§ **TASK ITEM**: Every record here needs to be duplicated exactly.

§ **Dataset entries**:
PR #2430, opened 2015-04-23
program to find and delete test CloudFront distributions

aranhoide:
This also adds support to disable and delete distributions to cfr.go.

Deleting CloudFront distributions is a multi-step process that may
take up to half an hour:

http://docs.aws.amazon.com/AmazonCloudFront/latest/APIReference/DeleteDistribution.html

This will be uploaded to a cloud VM (e.g., the cloudmaster) and run
as a cron job to clean up CloudFlare distributions created by
cfr_test.go.

In the future this can be used to clean up other distributions that
we mark as unused.

This functionality can't be practically unit tested.  Its whole point is
that what it does takes too long to do in tests.  This is also true for
setting up test conditions: it takes up to 15m since you create a
new distribution until you can disable it, and same time since you
have disabled it until you can delete it.


aranhoide:
This has been working fine in my test cloudmaster for a couple weeks already, so I'll merge it to prevent branch rot.

myleshorton:
Nice thanks @aranhoide!

PR #2447, opened 2015-04-27
use untrusted dialers if no trusted one available

### LINKED ISSUE #2440: ReverseProxy reports "No dialers left to try"
> Apr 24 14:19:35.150 - detour: detour.go:139 Dial detoured to pki.google.com:80 failed
> 2015/04/24 22:19:35 http: proxy error: No dialers left to try

But at the same time, `Client.intercept()` can dial. Must be subtle differences between the way invoking `detour.Dialer`.

fffw:
Resolves #2440

We also need to run genconfig.bash again to mark all current servers as trusted. Trying…

### DIFF
--- a/src/github.com/getlantern/flashlight/genconfig/cloud.yaml.tmpl
+++ b/src/github.com/getlantern/flashlight/genconfig/cloud.yaml.tmpl
@@ -17,8 +17,8 @@ client:
       authtoken: "{{.auth_token}}"
       pipelined: true
       weight: 1000000
-      qos: 10{{end}}
-      trusted: true
+      qos: 10
+      trusted: true{{end}}
   masqueradesets:
     cloudflare:{{range .masquerades}}
     - domain: {{.Domain}}
--- a/src/github.com/getlantern/flashlight/genconfig/fallbacks.go.tmpl
+++ b/src/github.com/getlantern/flashlight/genconfig/fallbacks.go.tmpl
@@ -12,5 +12,6 @@ var fallbacks = map[string]*client.ChainedServerInfo{ {{range .fallbacks}}
     Pipelined: true,
     Weight:    1000000,
     QOS:       10,
+    trusted:   true,
   }, {{end}}
 }


src/github.com/getlantern/balancer/balancer.go
```diff
@@ -71,13 +71,19 @@ func (b *Balancer) DialQOS(network, addr string, targetQOS int) (net.Conn, error
 
 	_, port, _ := net.SplitHostPort(addr)
 
-	if port == "" || port == "80" || port == "8080" {
+	// try proxy non-https traffic through trusted servers first
+	if port != "443" {
```
fffw: I reversed the test as http server may listen at arbitrary ports but https port is usually fixed.

fffw:
@xiam would you like to take a look? It's related to https://github.com/getlantern/lantern/pull/2424

xiam:
Sure @fffw

src/github.com/getlantern/balancer/balancer.go
xiam: There's an issue with this change and it's that we support many other different ports:

```
./flashlight.go:                AllowedPorts: []int{80, 443, 8080, 8443, 5222, 5223, 5228},
```

From that list we only want to take ports `80` an `8080` as probably untrusted. It is true that plaintext traffic may travel along any port but I think we are not ready to make that movement and claim that Lantern routes all plaintext traffic to trusted servers, as of today it would be more accurate to say we proxy traffic that passes over ports `80` and `8080` to trusted servers and that users must take care of other ports.

xiam: Related discussion: https://github.com/getlantern/lantern/pull/2424#discussion_r28865922

src/github.com/getlantern/balancer/balancer.go
```diff
@@ -71,13 +71,19 @@ func (b *Balancer) DialQOS(network, addr string, targetQOS int) (net.Conn, error
...
 	} else {
 		dialers = b.dialers
 	}
 
 	for {
+		// in case dialers == b.trusted but no trusted dialer available,
+		// untrusted dialers are better than no dialer at all.
+		if len(dialers) == 0 {
+			dialers = b.dialers
+		}
```
xiam: We discussed this a bit here https://github.com/getlantern/lantern/pull/2424#discussion-diff-28866183, probably the best way to fix this is making sure to provide users with (at least one) trusted dialers instead of letting the client pass when no dialers are available.

src/github.com/getlantern/flashlight/genconfig/cloud.yaml.tmpl
```diff
@@ -17,8 +17,8 @@ client:
       authtoken: "{{.auth_token}}"
       pipelined: true
       weight: 1000000
-      qos: 10{{end}}
-      trusted: true
+      qos: 10
+      trusted: true{{end}}
```
xiam: Good catch!

src/github.com/getlantern/balancer/balancer.go
fffw: Oh sorry I saw your initial comment of https://github.com/getlantern/lantern/pull/2424 but didn't notice later discussion. 
Ok I'll revert the changes to `balancer.go`

fffw:
@xiam Thanks for your clarification, I reset the PR to just add `trusted` field to server info.

src/github.com/getlantern/flashlight/genconfig/cloud.yaml.tmpl
aranhoide: indeed!

aranhoide:
LGTM.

§ **SOLUTION TO THIS EXERCISE**:
PR #2430, opened 2015-04-23
program to find and delete test CloudFront distributions

aranhoide:
This also adds support to disable and delete distributions to cfr.go.

Deleting CloudFront distributions is a multi-step process that may
take up to half an hour:

http://docs.aws.amazon.com/AmazonCloudFront/latest/APIReference/DeleteDistribution.html

This will be uploaded to a cloud VM (e.g., the cloudmaster) and run
as a cron job to clean up CloudFlare distributions created by
cfr_test.go.

In the future this can be used to clean up other distributions that
we mark as unused.

This functionality can't be practically unit tested.  Its whole point is
that what it does takes too long to do in tests.  This is also true for
setting up test conditions: it takes up to 15m since you create a
new distribution until you can disable it, and same time since you
have disabled it until you can delete it.


aranhoide:
This has been working fine in my test cloudmaster for a couple weeks already, so I'll merge it to prevent branch rot.

myleshorton:
Nice thanks @aranhoide!

PR #2447, opened 2015-04-27
use untrusted dialers if no trusted one available

### LINKED ISSUE #2440: ReverseProxy reports "No dialers left to try"
> Apr 24 14:19:35.150 - detour: detour.go:139 Dial detoured to pki.google.com:80 failed
> 2015/04/24 22:19:35 http: proxy error: No dialers left to try

But at the same time, `Client.intercept()` can dial. Must be subtle differences between the way invoking `detour.Dialer`.

fffw:
Resolves #2440

We also need to run genconfig.bash again to mark all current servers as trusted. Trying…

### DIFF
--- a/src/github.com/getlantern/flashlight/genconfig/cloud.yaml.tmpl
+++ b/src/github.com/getlantern/flashlight/genconfig/cloud.yaml.tmpl
@@ -17,8 +17,8 @@ client:
       authtoken: "{{.auth_token}}"
       pipelined: true
       weight: 1000000
-      qos: 10{{end}}
-      trusted: true
+      qos: 10
+      trusted: true{{end}}
   masqueradesets:
     cloudflare:{{range .masquerades}}
     - domain: {{.Domain}}
--- a/src/github.com/getlantern/flashlight/genconfig/fallbacks.go.tmpl
+++ b/src/github.com/getlantern/flashlight/genconfig/fallbacks.go.tmpl
@@ -12,5 +12,6 @@ var fallbacks = map[string]*client.ChainedServerInfo{ {{range .fallbacks}}
     Pipelined: true,
     Weight:    1000000,
     QOS:       10,
+    trusted:   true,
   }, {{end}}
 }


src/github.com/getlantern/balancer/balancer.go
```diff
@@ -71,13 +71,19 @@ func (b *Balancer) DialQOS(network, addr string, targetQOS int) (net.Conn, error
 
 	_, port, _ := net.SplitHostPort(addr)
 
-	if port == "" || port == "80" || port == "8080" {
+	// try proxy non-https traffic through trusted servers first
+	if port != "443" {
```
fffw: I reversed the test as http server may listen at arbitrary ports but https port is usually fixed.

fffw:
@xiam would you like to take a look? It's related to https://github.com/getlantern/lantern/pull/2424

xiam:
Sure @fffw

src/github.com/getlantern/balancer/balancer.go
xiam: There's an issue with this change and it's that we support many other different ports:

```
./flashlight.go:                AllowedPorts: []int{80, 443, 8080, 8443, 5222, 5223, 5228},
```

From that list we only want to take ports `80` an `8080` as probably untrusted. It is true that plaintext traffic may travel along any port but I think we are not ready to make that movement and claim that Lantern routes all plaintext traffic to trusted servers, as of today it would be more accurate to say we proxy traffic that passes over ports `80` and `8080` to trusted servers and that users must take care of other ports.

xiam: Related discussion: https://github.com/getlantern/lantern/pull/2424#discussion_r28865922

src/github.com/getlantern/balancer/balancer.go
```diff
@@ -71,13 +71,19 @@ func (b *Balancer) DialQOS(network, addr string, targetQOS int) (net.Conn, error
...
 	} else {
 		dialers = b.dialers
 	}
 
 	for {
+		// in case dialers == b.trusted but no trusted dialer available,
+		// untrusted dialers are better than no dialer at all.
+		if len(dialers) == 0 {
+			dialers = b.dialers
+		}
```
xiam: We discussed this a bit here https://github.com/getlantern/lantern/pull/2424#discussion-diff-28866183, probably the best way to fix this is making sure to provide users with (at least one) trusted dialers instead of letting the client pass when no dialers are available.

src/github.com/getlantern/flashlight/genconfig/cloud.yaml.tmpl
```diff
@@ -17,8 +17,8 @@ client:
       authtoken: "{{.auth_token}}"
       pipelined: true
       weight: 1000000
-      qos: 10{{end}}
-      trusted: true
+      qos: 10
+      trusted: true{{end}}
```
xiam: Good catch!

src/github.com/getlantern/balancer/balancer.go
fffw: Oh sorry I saw your initial comment of https://github.com/getlantern/lantern/pull/2424 but didn't notice later discussion. 
Ok I'll revert the changes to `balancer.go`

fffw:
@xiam Thanks for your clarification, I reset the PR to just add `trusted` field to server info.

src/github.com/getlantern/flashlight/genconfig/cloud.yaml.tmpl
aranhoide: indeed!

aranhoide:
LGTM.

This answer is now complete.